Problem statement ::
The goal is to restate all of the records below word for word.

Data for review ::
PR #155, opened 2022-10-14
Accept more rewards/penalties as arrays

jcrm1:
Also sets defaults as arrays. Needs testing


jcrm1:
Added in other branch

PR #156, opened 2022-10-16
Partial Sim Refactoring

Abuynits:


jcrm1:
Works with modular training

PR #168, opened 2023-03-25
Abuynits/jcrm1 sim refactoring

dgerblick:
What is the current state of this branch? What does it change and what can we do to ensure it doesn't break anything if merged?


jcrm1:
Error in check is
```
could not connect to display
This application failed to start because no Qt platform plugin could be initialized. Reinstalling the application may fix this problem.

Available platform plugins are: eglfs, linuxfb, minimal, minimalegl, offscreen, vnc, xcb.
```

dgerblick:
That sounds like a bug in the test case, it shouldn't be trying to open a GUI. Which package is it in?

jcrm1:
It's from the only test in `rktl_autonomy`. Part of the test passes `launch_args=['render:=false']` to a `RocketLeagueInterface` constructor, which passes those to the `ROSInterface` constructor, which passes `launch_args` to the `rocket_league_train.launch` launch file, which passes the `render` arg to `rocket_league_sim.launch`, which defaults `render` to true and uses it as follows:
```
<include if="$(arg render)" file="$(find rktl_sim)/launch/visualizer.launch"/>
```
and
```
<node pkg="rqt_gui" type="rqt_gui" name="rqt_gui" args="--perspective-file $(find rktl_launch)/rqt/rktl.perspective"/>
```
Note that the second use is not wrapped with an `if`. Added the if & testing in this branch.

jcrm1:
Errors are a timeout in rktl_autonomy and a (silent?) failure in rktl_sim. Will give it a look when I get a chance.

jcrm1 (approved):

PR #38546, opened 2024-08-21
use Parent in Hecke algebras

fchapoton:
switch from the auld class `CommutativeRing` to `Parent` for Hecke algebras.

This is part of an effort to get rid of old stuff not using the Parent / Element framework.

### :memo: Checklist


kwankyu (approved):
LGTM.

Answer section ::
PR #155, opened 2022-10-14
Accept more rewards/penalties as arrays

jcrm1:
Also sets defaults as arrays. Needs testing


jcrm1:
Added in other branch

PR #156, opened 2022-10-16
Partial Sim Refactoring

Abuynits:


jcrm1:
Works with modular training

PR #168, opened 2023-03-25
Abuynits/jcrm1 sim refactoring

dgerblick:
What is the current state of this branch? What does it change and what can we do to ensure it doesn't break anything if merged?


jcrm1:
Error in check is
```
could not connect to display
This application failed to start because no Qt platform plugin could be initialized. Reinstalling the application may fix this problem.

Available platform plugins are: eglfs, linuxfb, minimal, minimalegl, offscreen, vnc, xcb.
```

dgerblick:
That sounds like a bug in the test case, it shouldn't be trying to open a GUI. Which package is it in?

jcrm1:
It's from the only test in `rktl_autonomy`. Part of the test passes `launch_args=['render:=false']` to a `RocketLeagueInterface` constructor, which passes those to the `ROSInterface` constructor, which passes `launch_args` to the `rocket_league_train.launch` launch file, which passes the `render` arg to `rocket_league_sim.launch`, which defaults `render` to true and uses it as follows:
```
<include if="$(arg render)" file="$(find rktl_sim)/launch/visualizer.launch"/>
```
and
```
<node pkg="rqt_gui" type="rqt_gui" name="rqt_gui" args="--perspective-file $(find rktl_launch)/rqt/rktl.perspective"/>
```
Note that the second use is not wrapped with an `if`. Added the if & testing in this branch.

jcrm1:
Errors are a timeout in rktl_autonomy and a (silent?) failure in rktl_sim. Will give it a look when I get a chance.

jcrm1 (approved):

PR #38546, opened 2024-08-21
use Parent in Hecke algebras

fchapoton:
switch from the auld class `CommutativeRing` to `Parent` for Hecke algebras.

This is part of an effort to get rid of old stuff not using the Parent / Element framework.

### :memo: Checklist


kwankyu (approved):
LGTM.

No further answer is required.